O valor do estudo de Norval é que ele fornece uma nova interpretação do discurso do
apartheid, que contesta os relatos teóricos e empíricos existentes. Ela localiza uma
“indecidibilidade” crucial nas fronteiras políticas pelas quais o apartheid foi construído e
funcionou, nomeadamente as lógicas de simultaneamente excluir e incluir aquilo que era
“outro” no discurso, e oferece novas descrições das suas práticas, políticas e ideias. Os seus
argumentos também desafiam os “paradigmas” subjacentes evidentes no chamado “debate
raça/classe que estruturaram as discussões académicas e políticas sobre a política sul-
africana. Contudo, como o estudo de Norval se concentra exclusivamente no discurso do
apartheid, os cientistas sociais podem levantar questões sobre a possibilidade de fazer
inferências e generalizações maiores a partir de um único estudo de caso. Em resumo, será
que o seu relato da política sul-africana – e, por extensão, outros relatos discursivos de casos
isolados se restringe a fornecer descrições e análises apenas desse caso? Será que esta
restrição enfraquece o seu poder explicativo global e impede a análise de fenómenos
comparativos?
Estas são questões importantes e legítimas que os analistas do discurso deveriam ser
capazes de responder. A resposta de Norval é sublinhar o estatuto exemplar do caso sul-
africano para uma exploração de divisões e identificações raciais e étnicas, que tem
afinidades claras com o que Harry Eckstein (1975: 127) chama de “estudos de caso cruciais”

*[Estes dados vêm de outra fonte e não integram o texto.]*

Issue #695, opened 2019-12-13
Search field for PVR TV/Radio channels and Recordings.


Selaron:
In the views Music, TV Shows and Movies there is a magnifier icon after tipping on which you can input a search term filtering the lists.

I'd like to implement a search field like this for PVR secions:
TV Channels
Radio Channels
Recordings.

As Kodi JSON API does not seeme to support filtering parameters for PVR data, the filtering would need to be implemented within the app after the full list of items has been received from the server.

Some PVRs have a large number of Channels (especially when used with SAT) and recordings. Even though recordings can now be sorted (#385) a search field would help to find desired recordings even faster.

I'm ready to prepare a PullRequest.

Selaron:
The search input functionality is implemented in AbstractCursorListFragment but it would not be viable to extend from AbstractCursorListFragment with PVRRecordingsListFragment as no database is queried by PVRRecordingsListFragment.

Should search functionality (menu item + SearchView) instead be pulled up into AbstractListFragment so that PVRRecordingsListFragment can extend AbstractListFragment ?

PR #697, opened 2019-12-17
Implemented search field for PVR views. (#695)

Selaron:
This implements a multi-word search for PVR Recordings, PVR Channels and PVR Radiochannels.
On channel views, when typing multiple words, a channel is displayed if all words each match either the channel name or the title of the current broadcast (match mode: case insensitive contains).
On recordings view, a recording is displayed if all words each match either the recording title or the channel name it has been recorded on (match mode: case insensitive contains)

For `AbstractSearchableFragment` I mostly copied code from `AbstractCursorListFragment` and I'm not sure if all of this is at all reqiured. I'm not sure what savedSearchFilter is used for, what `onPause()` or `onResume()` does and if `AbstractSearchableFragment#onCreateView` is required at all.

### DIFF
--- a/app/src/main/java/org/xbmc/kore/ui/AbstractSearchableFragment.java
+++ b/app/src/main/java/org/xbmc/kore/ui/AbstractSearchableFragment.java
@@ -140,11 +140,7 @@ public abstract class AbstractSearchableFragment extends Fragment implements Sea
 
         /**
          * When this fragment is paused, onQueryTextChange is called with an empty string.
-         * This causes problems restoring the list fragment when returning. On return the fragment
-         * is recreated, which will cause the cursor adapter to be recreated. Although
-         * the search view will have the query restored to its saved state, the CursorAdapter
-         * will use the empty search filter. This is due to the fact that we don't restart the
-         * loader when it is still loading after its been created.
+         * This causes problems restoring the list fragment when returning.
          */
         if (isPaused)
             return true;
--- a/app/src/main/java/org/xbmc/kore/ui/AbstractSearchableFragment.java
+++ b/app/src/main/java/org/xbmc/kore/ui/AbstractSearchableFragment.java
@@ -183,6 +183,15 @@ public abstract class AbstractSearchableFragment extends Fragment implements Sea
         isPaused = true;
     }
 
+    @Override
+    public void onSaveInstanceState(Bundle outState) {
+        if (!TextUtils.isEmpty(searchFilter)) {
+            savedSearchFilter = searchFilter;
+        }
+        outState.putString(BUNDLE_KEY_SEARCH_QUERY, savedSearchFilter);
+        super.onSaveInstanceState(outState);
+    }
+
     /**
      * Event bus post. Called when the syncing process ended
      *
--- a/app/src/main/java/org/xbmc/kore/ui/AbstractSearchableFragment.java
+++ b/app/src/main/java/org/xbmc/kore/ui/AbstractSearchableFragment.java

que podem por vezes “ marcar um nocaute limpo sobre uma teoria'. Na verdade, muitos
teóricos do discurso selecionam casos exemplares ou cruciais precisamente para que possam
explorar lógicas mais gerais de formação de identidade e prática hegemónica (ver Campbell
1998: ix-xi). Além disso, as lógicas e descrições que são “descobertas” em cada caso
particular podem ser “testadas” em diferentes contextos. Isto leva, claro, a questões sobre o
método comparativo (ver Landman 2000). Os teóricos do discurso podem fazer uso do
método comparativo? Embora acredite que a resposta seja um claro “sim”, há duas
advertências que precisam de ser acrescentadas a este respeito. Para começar, os casos a
serem comparados devem inicialmente ser descritos, analisados e interpretados em seus
próprios termos, como instâncias singulares com especificidade própria e única. Em segundo
lugar, o ponto de comparação é aprofundar a nossa compreensão e explicação de diferentes
lógicas de formação de identidade e práticas hegemónicas em diferentes conjunturas
históricas, e não construir leis de comportamento social e político geralmente aplicáveis.